INPUT DATA Block Start

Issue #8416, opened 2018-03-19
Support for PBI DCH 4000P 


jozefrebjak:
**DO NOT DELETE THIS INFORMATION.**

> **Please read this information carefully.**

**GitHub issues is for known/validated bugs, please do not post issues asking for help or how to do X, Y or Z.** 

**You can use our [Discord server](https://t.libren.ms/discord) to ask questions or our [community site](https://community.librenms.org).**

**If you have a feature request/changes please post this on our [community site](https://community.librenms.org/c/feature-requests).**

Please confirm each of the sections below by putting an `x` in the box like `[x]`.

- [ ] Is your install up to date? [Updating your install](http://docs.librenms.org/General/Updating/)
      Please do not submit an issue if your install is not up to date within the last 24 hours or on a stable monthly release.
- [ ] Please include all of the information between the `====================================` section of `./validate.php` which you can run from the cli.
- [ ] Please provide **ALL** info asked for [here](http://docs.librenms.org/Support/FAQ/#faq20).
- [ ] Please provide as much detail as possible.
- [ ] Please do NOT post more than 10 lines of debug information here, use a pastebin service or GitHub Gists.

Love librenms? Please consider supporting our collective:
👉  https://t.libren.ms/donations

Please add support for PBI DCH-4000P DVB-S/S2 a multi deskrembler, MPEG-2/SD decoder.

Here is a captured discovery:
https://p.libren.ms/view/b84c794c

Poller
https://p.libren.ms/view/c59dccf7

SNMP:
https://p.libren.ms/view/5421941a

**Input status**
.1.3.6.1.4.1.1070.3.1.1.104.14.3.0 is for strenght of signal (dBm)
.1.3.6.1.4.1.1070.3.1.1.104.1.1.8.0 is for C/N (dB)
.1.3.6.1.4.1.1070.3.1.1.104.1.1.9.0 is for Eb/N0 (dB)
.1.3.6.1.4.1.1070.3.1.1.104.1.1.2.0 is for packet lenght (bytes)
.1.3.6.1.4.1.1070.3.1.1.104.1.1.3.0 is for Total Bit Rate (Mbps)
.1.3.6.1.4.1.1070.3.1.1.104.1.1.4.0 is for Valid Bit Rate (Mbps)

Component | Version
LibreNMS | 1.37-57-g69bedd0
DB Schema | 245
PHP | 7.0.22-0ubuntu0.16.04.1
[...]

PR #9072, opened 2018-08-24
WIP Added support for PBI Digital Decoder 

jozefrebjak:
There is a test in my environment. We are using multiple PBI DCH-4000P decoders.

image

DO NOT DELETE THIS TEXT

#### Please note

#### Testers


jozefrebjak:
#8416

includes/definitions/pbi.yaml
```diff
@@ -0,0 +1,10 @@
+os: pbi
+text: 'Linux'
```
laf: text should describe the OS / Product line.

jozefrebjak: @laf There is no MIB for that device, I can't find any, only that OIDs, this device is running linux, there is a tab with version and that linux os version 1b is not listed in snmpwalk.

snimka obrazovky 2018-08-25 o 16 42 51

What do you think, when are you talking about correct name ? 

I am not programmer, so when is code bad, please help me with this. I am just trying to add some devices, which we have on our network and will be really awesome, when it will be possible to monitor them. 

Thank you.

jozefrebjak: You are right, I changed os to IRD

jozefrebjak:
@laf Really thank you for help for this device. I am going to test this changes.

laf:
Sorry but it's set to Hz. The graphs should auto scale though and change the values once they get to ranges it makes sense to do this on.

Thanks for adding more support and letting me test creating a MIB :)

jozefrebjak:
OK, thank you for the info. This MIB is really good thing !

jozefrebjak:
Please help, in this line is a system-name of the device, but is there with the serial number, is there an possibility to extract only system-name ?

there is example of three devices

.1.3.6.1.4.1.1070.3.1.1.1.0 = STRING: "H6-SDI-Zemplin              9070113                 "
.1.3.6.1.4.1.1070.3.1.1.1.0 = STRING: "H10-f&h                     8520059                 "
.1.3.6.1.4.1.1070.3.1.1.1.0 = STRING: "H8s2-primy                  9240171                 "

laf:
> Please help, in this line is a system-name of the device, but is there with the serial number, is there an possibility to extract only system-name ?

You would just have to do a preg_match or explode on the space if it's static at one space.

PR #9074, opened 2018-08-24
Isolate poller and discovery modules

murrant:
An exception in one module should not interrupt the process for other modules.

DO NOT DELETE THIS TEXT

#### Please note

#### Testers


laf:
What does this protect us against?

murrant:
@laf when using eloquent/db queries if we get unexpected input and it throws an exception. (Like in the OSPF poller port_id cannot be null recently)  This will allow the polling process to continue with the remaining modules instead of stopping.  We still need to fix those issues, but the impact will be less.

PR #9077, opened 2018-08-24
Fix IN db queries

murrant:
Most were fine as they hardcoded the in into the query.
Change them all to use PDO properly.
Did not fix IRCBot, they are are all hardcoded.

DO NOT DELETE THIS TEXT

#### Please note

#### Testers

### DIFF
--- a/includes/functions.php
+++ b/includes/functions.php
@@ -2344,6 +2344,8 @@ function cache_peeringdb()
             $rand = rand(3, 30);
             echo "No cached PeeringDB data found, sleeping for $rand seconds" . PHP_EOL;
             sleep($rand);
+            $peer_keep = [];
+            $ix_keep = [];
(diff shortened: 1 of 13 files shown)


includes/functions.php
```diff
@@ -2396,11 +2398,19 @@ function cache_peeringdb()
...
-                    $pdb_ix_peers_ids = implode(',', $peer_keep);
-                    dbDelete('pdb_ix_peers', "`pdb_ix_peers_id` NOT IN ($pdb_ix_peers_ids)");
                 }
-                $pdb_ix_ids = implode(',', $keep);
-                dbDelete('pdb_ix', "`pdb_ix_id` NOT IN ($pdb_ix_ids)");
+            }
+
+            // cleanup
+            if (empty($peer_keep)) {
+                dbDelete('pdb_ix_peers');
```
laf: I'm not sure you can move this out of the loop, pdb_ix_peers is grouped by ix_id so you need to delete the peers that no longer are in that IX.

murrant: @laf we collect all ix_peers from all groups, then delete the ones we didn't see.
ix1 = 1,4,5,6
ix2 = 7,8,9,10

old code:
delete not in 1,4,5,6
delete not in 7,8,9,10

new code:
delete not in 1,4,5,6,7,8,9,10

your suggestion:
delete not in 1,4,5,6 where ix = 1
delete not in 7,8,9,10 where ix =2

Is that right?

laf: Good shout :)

INPUT DATA Block End

Show the lines above that include "process".

An exception in one module should not interrupt the process for other modules.
@laf when using eloquent/db queries if we get unexpected input and it throws an exception. (Like in the OSPF poller port_id cannot be null recently)  This will allow the polling process to continue with the remaining modules instead of stopping.  We still need to fix those issues, but the impact will be less.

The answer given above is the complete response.